PROMPT:
Set down, please, without alteration, the lines of the entries below from the first through the one containing "This PR establish".

RECORD EXCERPTS:
PR #302, opened 2017-08-09
SEQNG-272: Use scalastyle to match the gem project

cquiroz:
This PR establish the use of scalastyle along the settings used on the gem project. There are some refactorings (mostly breaking up large methods/files) to be able to pass as much of the rules as possible

In a few places a scalastyle ignore annotation has been used for example for large objects containing many type definitions

### DIFF
--- a/modules/edu.gemini.seqexec.engine/src/main/scala/edu/gemini/seqexec/engine/package.scala
+++ b/modules/edu.gemini.seqexec.engine/src/main/scala/edu/gemini/seqexec/engine/package.scala
@@ -387,7 +387,7 @@ package object engine {
 
   // For debugging
   def printSequenceState(id: Sequence.Id): HandleP[Unit] =
-    getSs(id)((qs: Sequence.State) => Task.now(println(qs)).liftM[HandleStateT]).void
+    getSs(id)((qs: Sequence.State) => Task.now(println(qs)).liftM[HandleStateT]).void // scalastyle:ignore
 
   // The `Catchable` instance of `Handle`` needs to be manually written.
   // Without it it's not possible to use `Handle` as a scalaz-stream process effects.
--- a/modules/edu.gemini.seqexec.server/src/main/scala/edu/gemini/seqexec/server/DhsClientHttp.scala
+++ b/modules/edu.gemini.seqexec.server/src/main/scala/edu/gemini/seqexec/server/DhsClientHttp.scala
@@ -1,0 +1,143 @@
+package edu.gemini.seqexec.server
+
+import java.time.LocalDate
+import java.time.format.DateTimeFormatter
+import java.util.concurrent.atomic.AtomicInteger
+
+import argonaut._
+import Argonaut._
+import edu.gemini.seqexec.model.dhs.ImageFileId
+import edu.gemini.seqexec.server.DhsClient.{ImageParameters, KeywordBag}
+import org.apache.commons.httpclient.HttpClient
+import org.apache.commons.httpclient.methods.{EntityEnclosingMethod, PostMethod, PutMethod}
+
+import scala.io.Source
+import scalaz.concurrent.Task
+import scalaz.EitherT
+import scalaz._
+
+/**
+  * Implementation of DhsClient that interfaces with the real DHS over the http interface
+  */
+class DhsClientHttp(val baseURI: String) extends DhsClient {
+  import DhsClientHttp._
+
+  // Connection timeout, im milliseconds
+  val timeout = 10000
+
+  implicit def errorDecode: DecodeJson[Error] = DecodeJson[Error]( c => for {
+      t   <- (c --\ "type").as[ErrorType]
+      msg <- (c --\ "message").as[String]
+    } yield Error(t, msg)
+  )
+
+  implicit def obsIdDecode: DecodeJson[TrySeq[ImageFileId]] = DecodeJson[TrySeq[ImageFileId]](c => {
+    val r = c --\ "response"
+    val s = (r --\ "status").as[String]
+    s.flatMap {
+      case "success" =>
+        (r --\ "result").as[String].map(TrySeq(_))
+      case "error"   =>
+        (r --\ "errors").as[List[Error]].map(l =>
+          TrySeq.fail[ImageFileId](SeqexecFailure.Unexpected(l.mkString(", ")))
+        )
+      case r         =>
+        DecodeResult.fail(s"Unknown response: $r", s.history.getOrElse(CursorHistory.empty))
+    }
+  } )
+
+  implicit def unitDecode: DecodeJson[TrySeq[Unit]] = DecodeJson[TrySeq[Unit]]( c => {
+    val r = c --\ "response"
+    val s = (r --\ "status").as[String]
+    s flatMap {
+      case "success" =>
+        DecodeResult.ok(TrySeq(()))
+      case "error"   =>
+        (r --\ "errors").as[List[Error]].map(
+          l => TrySeq.fail[Unit](SeqexecFailure.Unexpected(l.mkString(", "))))
+      case r         =>
+        DecodeResult.fail(s"Unknown response: $r", s.history.getOrElse(CursorHistory.empty))
+    }
+  } )
+
+  implicit def imageParametersEncode: EncodeJson[DhsClient.ImageParameters] = EncodeJson[DhsClient.ImageParameters]( p =>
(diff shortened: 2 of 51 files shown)


modules/edu.gemini.seqexec.engine/src/main/scala/edu/gemini/seqexec/engine/package.scala
```diff
@@ -387,7 +387,7 @@ package object engine {
 
   // For debugging
   def printSequenceState(id: Sequence.Id): HandleP[Unit] =
-    getSs(id)((qs: Sequence.State) => Task.now(println(qs)).liftM[HandleStateT]).void
+    getSs(id)((qs: Sequence.State) => Task.now(println(qs)).liftM[HandleStateT]).void // scalastyle:ignore
```
jdnavarro: What does it complain about here?

modules/edu.gemini.seqexec.server/src/main/scala/edu/gemini/seqexec/server/DhsClientHttp.scala
```diff
@@ -0,0 +1,143 @@
...
+      TrySeq(f"S${date.format(format)}S${counter.incrementAndGet()}%04d")
+    })
+
+  override def setKeywords(id: ImageFileId, keywords: KeywordBag, finalFlag: Boolean): SeqAction[Unit] = SeqAction(())
+
+}
+
+object DhsClientSim {
+  def apply(date: LocalDate): DhsClient = new DhsClientSim(date)
+}
```
jdnavarro: Is this only a file rename?

modules/edu.gemini.seqexec.server/src/main/scala/edu/gemini/seqexec/server/SeqexecEngine.scala
```diff
@@ -379,5 +380,6 @@ object SeqexecEngine {
 
     }
   }
+  // scalastyle:on
```
jdnavarro: This is a large block where scalastyle is off. I'm assume there are several warnings but can't see what could it be.

scalastyle-config.xml
```diff
@@ -0,0 +1,75 @@
...
+ </check>
+
+  <check level="error" class="org.scalastyle.scalariform.EmptyClassChecker" enabled="true"/>
+  <check level="error" class="org.scalastyle.scalariform.ForBraceChecker" enabled="true"/>
+  <!-- <check level="error" class="org.scalastyle.scalariform.ImportGroupingChecker" enabled="true"/> -->
+  <!-- <check level="error" class="org.scalastyle.scalariform.MultipleStringLiteralsChecker" enabled="true"/> -->
+  <check level="error" class="org.scalastyle.scalariform.NoCloneChecker" enabled="true"/>
+  <check level="error" class="org.scalastyle.scalariform.NoFinalizeChecker" enabled="true"/>
+  <check level="error" class="org.scalastyle.scalariform.NoWhitespaceAfterLeftBracketChecker" enabled="true"/>
+  <!-- <check level="error" class="org.scalastyle.scalariform.NoWhitespaceBeforeLeftBracketChecker" enabled="true"/> -->
```
jdnavarro: Do we get into too much trouble if we enable this one?

scalastyle-config.xml
```diff
@@ -0,0 +1,75 @@
...
+  </parameters>
+ </check> -->
+ <check level="error" class="org.scalastyle.scalariform.UppercaseLChecker" enabled="true"></check>
+ <check level="error" class="org.scalastyle.scalariform.SimplifyBooleanExpressionChecker" enabled="true"></check>
+ <check level="error" class="org.scalastyle.scalariform.MethodLengthChecker" enabled="true">
+  <parameters>
+   <parameter name="maxLength"><![CDATA[50]]></parameter>
+  </parameters>
+ </check>
+ <!-- <check level="error" class="org.scalastyle.file.NewLineAtEofChecker" enabled="true"></check> -->
```
jdnavarro: I think no one in the team uses an editor that doesn't append a newline to the end of the file, but it'd be nice to enable it just in case.

scalastyle-config.xml
```diff
@@ -0,0 +1,75 @@
...
+  <parameters>
+   <parameter name="regex"><![CDATA[println]]></parameter>
+  </parameters>
+ </check>
+ <check level="error" class="org.scalastyle.scalariform.NumberOfTypesChecker" enabled="true">
+  <parameters>
+   <parameter name="maxTypes"><![CDATA[30]]></parameter>
+  </parameters>
+ </check>
+ <!-- <check level="error" class="org.scalastyle.scalariform.CyclomaticComplexityChecker" enabled="true">
```
jdnavarro: This was a bugger when I was using scalastyle on my own. It's not that we need to enable it but maybe we need to be more careful about about very large functions.

modules/edu.gemini.seqexec.engine/src/main/scala/edu/gemini/seqexec/engine/package.scala
cquiroz: About `println` we have a couple more in other parts of the code

modules/edu.gemini.seqexec.server/src/main/scala/edu/gemini/seqexec/server/DhsClientHttp.scala
cquiroz: yes, split to have less types on one file

modules/edu.gemini.seqexec.server/src/main/scala/edu/gemini/seqexec/server/SeqexecEngine.scala
cquiroz: Yeah, i wasn't able to break it off neatly

scalastyle-config.xml
cquiroz: the scalastyle config comes directly from the gem project. We could certainly change things and this particular setting would be fine with me

scalastyle-config.xml
cquiroz: I guess this is sort of replaced by the max length of functions

jluhrs:
Wait, does this mean that if I approve this PR and it is merged before mine, I'll need to change my PR to comply with this forced style?

jluhrs:
I am not sure about taking out internal functions. I agree that it looks better, but it relax a meaningful restriction over the function, that it only makes sense for the container function.

cquiroz:
No don't worry it will be easy:D in truth the style check doesn't touch things like indentation, etc it is mostly about shorter methdos and documenting types, etc

cquiroz:
If you point to specific functions I'll revert moving the functions back inside the body and mark them as scalastyle off
I agree that in some cases is an it forced

cquiroz:
Javier pointed out that in some cases internal functions have been moved out to accommodate  the rule of functions no longer than 50 lines. If that's the preferred style I'd rather break the rule and do what's right from a style point of view.

Let me know if you want me to revert some of those

jdnavarro:
> Javier pointed out that in some cases internal functions have been moved out to accommodate the rule of functions no longer than 50 lines. If that's the preferred style I'd rather break the rule and do what's right from a style point of view.

> Let me know if you want me to revert some of those

Maybe the 50 lines limit is too restrictive, but we had some very long internal functions that may be worth splitting and make them standalone. I don't know where the limit should be... 200?

swalker2m:
I don't really have a strong opinion about this and the limit is kind of arbitrary I suppose, but really long functions are probably a bad sign.  I guess I'd prefer to keep them short even if it means breaking out a few internal functions.

scalastyle-config.xml
tpolecat: Sometimes I like to align things on brackets so I turned it off. I didn't put much thought into it.

scalastyle-config.xml
tpolecat: It would be nice if we could flag any method with more than one `if`.

tpolecat:
Method length is a good heuristic. I would suggest a number closer to 10 than to 50. The gem project has about 12,000 lines of Scala and only has 4 methods longer than 20 lines.

cquiroz:
one annoying thing is that the check complains also if a class definition is longer than 50 lines

tpolecat:
> one annoying thing is that the check complains also if a class definition is longer than 50 lines

Really? Hm. We have plenty of those in gem and no warnings.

OUTPUT OF THE TASK:
PR #302, opened 2017-08-09
SEQNG-272: Use scalastyle to match the gem project

cquiroz:
This PR establish the use of scalastyle along the settings used on the gem project. There are some refactorings (mostly breaking up large methods/files) to be able to pass as much of the rules as possible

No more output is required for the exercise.